Namun, dia terus berlari menerobos hujan. Mencoba menyusuri jalan yang dilalui ibunya, untuk bertemu dengannya. Aku memandangnya bersama hujan.

Seorang pelayan wanita yang sebelumnya sudah datang menawari menu padaku, berlari mencoba mengejar dan menghentikan dia.

“Reyn.. Kau masih bekerja!!” serunya tanpa digubris oleh sang pemilik nama. Namun, dia segera membungkam mulutnya setelah memandang ke arahku.

Aku kembali meneguk sebuah kenangan seperti di awal aku datang ke sini. Kehilangan.

Langkahku kembali menyusuri jalan pulang, meninggalkan secarik kertas wanita itu di atas meja. Dan mencoba melirik sekilas ke halte.

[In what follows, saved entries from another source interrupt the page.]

PR #304, opened 2018-06-25
Deinit timer after serial load is finished

utzig:
This fixes an issue where the bootloader is activating a timer that is later not used by the installed target image causing a non handled interrupt fault.


utzig:
@mkiiskila This bug happens on architectures that don't support tickless, specifically for me on STM32. I build the bootloader without `OS_SCHEDULING`, where it uses a timer for some boot serial control, and the written image is a full OS with `OS_SCHEDULING` enabled (using SysTick) and no timer enabled in the config. Since the timer stays activated it faults just after starting the image in slot0.

PR #311, opened 2018-07-10
Update sim ecdsa testing to use ring signing

### LINKED ISSUE #287: Update simulator to use ring ec-p256 signing
Ring just got it's initial ecdsa256 signing support with this commit:

https://github.com/briansmith/ring/commit/e5a4fe96f77e6eda71b901f5bf790d5db49670d9

Once a new version is released, the simulator can be updated to use ring directly for the ecdsa test, instead of relying on the error prone tinycrypt calls.

utzig:
This removes the previous unsafe tinycrypt binding for testing ecdsa and uses the new ecdsa sign support in ring 0.13 (currently in alpha).

NOTE: Since ring does not support rfc5915 (and probably won't?), the key is converted to PKCS#8 using OpenSSL (when running on travis-ci).

Fix #287


utzig:
Asking for early reviews but I'm not sure I want to merge this before stable 0.13 comes out. ECDSA signing with Ring still seems slower than signing with Tinycrypt right now!

carlescufi:
@utzig I am really not qualified to review this. Can @d3zd3z take this one perhaps?

d3zd3z:
This doesn't build for me, I think you need to add the root-ec-p256-pkcs8.pem to the git repo, along side the others.

d3zd3z:
In other words, check in the pkcs8 file, don't just have it only work for travis.

utzig:
I am not sure it would be a good idea to merge this because it's still unstable in ring. I think not much work is going into this feature at the moment.

d3zd3z:
Sure, even if we don't merge it, it'd be nice to have it working in the pull request, though.

utzig:
@d3zd3z I think this is OK to merge now. It was updated with ring 0.14.1, which breaks the old API, and will also require small updates to #391. Also there's a a buffer overflow fix, please review again!

PR #314, opened 2018-07-11
imgtool: Adjust base_addr when injecting header

schultetwin:
Adjusts the "base address" in an intel hex file if using "--pad-header."

If adding a header to a .hex file (using the command line "--pad-header"), the hex file gets shifted by HEADER_SIZE. This may cause hard coded addresses to be off by "header-size", making the firmware unusable. Instead, adjust the base address by the header size, so the existing firmware in the hex file is loaded to the proper addresses.

I'm not sure I've thought through all use cases here. But I've found the using --pad-header results in an invalid firmware image when passing in a hex file.

### DIFF
--- a/docs/imgtool.md
+++ b/docs/imgtool.md
@@ -79,7 +79,11 @@ flash device.  For Zephyr, it will be configured as part of the build,
 and will be a small power of two.  By default, the Zephyr build system will
 already prepended a zeroed header to the image.  If another build system is
 in use that does not automatically add this zeroed header, `--pad-header` can
-be passed and the `--header-size` will be added by imgtool.
+be passed and the `--header-size` will be added by imgtool. If `--pad-header`
+is used with an Intel Hex file, `--header-size` bytes will be subtracted from
+the load address (in Intel Hex terms, the Extended Linear Address record) to
+adjust for the new bytes prepended to the file. The load address of all data
+existing in the file should not change.
 
 The `--slot-size` argument is required and used to check that the firmware
 does not overflow into the swap status area (metadata). If swap upgrades are
--- a/scripts/imgtool/image.py
+++ b/scripts/imgtool/image.py
@@ -79,6 +79,9 @@ class Image():
 
         # Add the image header if needed.
         if pad_header and obj.header_size > 0:
+            if obj.base_addr:
+                # Adjust base_addr for new header
+                obj.base_addr -= obj.header_size
             obj.payload = (b'\000' * obj.header_size) + obj.payload
 
         obj.check()


utzig:
Should not the "hex" generation be considering the offset instead of making adjustments later?

schultetwin:
I don't think so, because I think then the headerless hex image is invalid. (By headerless hex image, I mean the hex file generated by my build system before I run "imgtool sign" on it.) But I'm not sure I understand the question, so here's an example.

Let's say I plan on placing the image header at 0x08020000 (with a 32 byte header), and have the actual code start at 0x08020020. These addresses are codified in my linker script, and after generating the elf file from my build system, all code is placed between 0x08020020 and 0x080210000. Nothing exists between 0x080200000 and 0x08020020 because I plan on using "--pad-header" later. Using objcopy, I convert that elf file to a hex file. This headerless hex file will have a base address of 0x08020020 because nothing exists before that address.  It should not have a base address of 0x08020000 because that would make the hex file incorrect. All the code, if loaded, would be shifted by 32. If I sign the image, with "--pad-header", the imgtool script will prepend 32 bytes to the front, and therefore must change the base address of the hex file. If it doesn't, then all the bytes will again by off by 32 bytes.

Maybe another example is with signing a binary file. When loading a binary file, there's a address parameter of where to load. Therefore your load command would be:

(gdb) load headerless_binary.bin **0x080200020**
(gdb) load signed_binary.bin **0x080200000**

That change in load address must be reflected internal to the hex file. (only when using "--pad-header")

I could also be thinking about this wrong. Let me know.

carlescufi:
@lemrey could you take a look at this one?

utzig:
@schultetwin That was a good explanation, I think it makes sense and after looking at the hex handling code I believe this is required and has to be merged, but I'll leave the final decision to the experts! (DISCLAIMER: I never use `.hex` myself)

utzig:
@lemrey @carlescufi I think this is OK, if there's no feedback by the end of the day I will interpret it as good for merging.

schultetwin:
Thank you all!

utzig:
I was able to give this some testing now, and it seems a bit weird making it work on Zephyr. To correctly locate everything in flash (more specifically the vector table), I had to change the `.dts` updating the location of the slot (to add space for later header padding) and of course the text section offset (to not pad a header) as in:

```
slot0_partition: partition@c000 {
    label = "image-0";
    reg = <0x0000C200 0x000069000>;   # <-- had to force "wrong?" location for slot
};
```

and `CONFIG_TEXT_SECTION_OFFSET=0`

This generates a `.hex` with `base_addr == 0xc200` which after this patch will correctly be located at `0xc000` and it should work on most boards. It gets somewhat weirder when the target board has fixed locations for sections like in the Kinetis line where there is flash config at `0x400`. This would need to be located at `0x200` in the linker script to correctly relocate when using `--pad-header`.

I am not sure why your build system is so different from the usual Zephyr standard (allowing it to already pad the area where the header will be). While it looks that something like this solution must be done when `--pad-header` is used, IMO we should leave this here for some more time waiting for more feedback. Or maybe I am missing something?

schultetwin:
@utzig Thank you for taking some time to review. I'm not too familiar with the Zephyr build system, but looked through it, and think I understand. Hopefully I can address your questions!

**Why Different then Zephyr**
As for why our build system is different, our code base is not MyNewt or Zephyr. Instead, we ported mcuboot to our own code base. Unfortunately, our code base is not at this time open source, so I cannot share it. That being said, I don't think the issue fixed by this patch is specific to our code base, but rather for any code base using the "--pad-header" flag with .hex files.

**Why Use --pad-header**
One option would be to not use the "--pad-header" flag (just get rid of it all together). I could certainly convert our code base to do that, similar to the Zephyr/mcuboot integration. However, I'd rather not do that because when debugging in GDB, the read-only sections of the ELF file and the programmed memory on the microcontroller do not match due to the header added by the ```imgtool``` script. For example:

```
(gdb) compare-sections
MISMATCH in .text section -> This is due to the header added by the imgtool script.
```

compare-sections is a nice sanity check to make sure the symbols from the elf file you're using match the firmware that you're debugging. Not the end of the world if it's not usable, but definitely a nice to have. Especially when working with non-reliable loaders.

**Issue with fixed location data (i.e. Kinetis flash config at 0x400)**
The example with Kinetis chips and needing to program flash config at a fixed location is not something I thought of when making this patch. Thank you for the use case! However, I don't think the proposed solution (locating the flash config at ```0x200``` in the linker script) is needed. I actually think this patch fixes the described offset problem.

Kudapati dia tersungkur di tanah, dirinya menangis tanpa bisa dicegah. Tubuhnya berguncang dalam tangis. Aku pun sama basahnya dalam kepiluan. Kulihat sebuah payung hitam mewah itu tergeletak di dekatnya, sementara di halte itu tak ada seorang pun selain dirinya.

Aku tahu Kyle tak ingin terlalu lama membuat dirinya menunggu. Sama sepertiku dan Reyn, Kyle tak akan memberikan kesempatan.

Tanpa tahu dan sebab yang pasti, hujan mencari tahu. Urung untuk dilakukannya namun Reyn jauh mendapat kesempatan itu, dirinya hanya mampu bersembunyi—tak berani menghadapi kenyataan ini.

Dan mulai kusadari sekarang, hujan kembali menjadi saksi cinta dan kematian milik orang lain. Dan hujan telah memiliki semuanya, lengkap bersama Kyle, malaikat kematianku.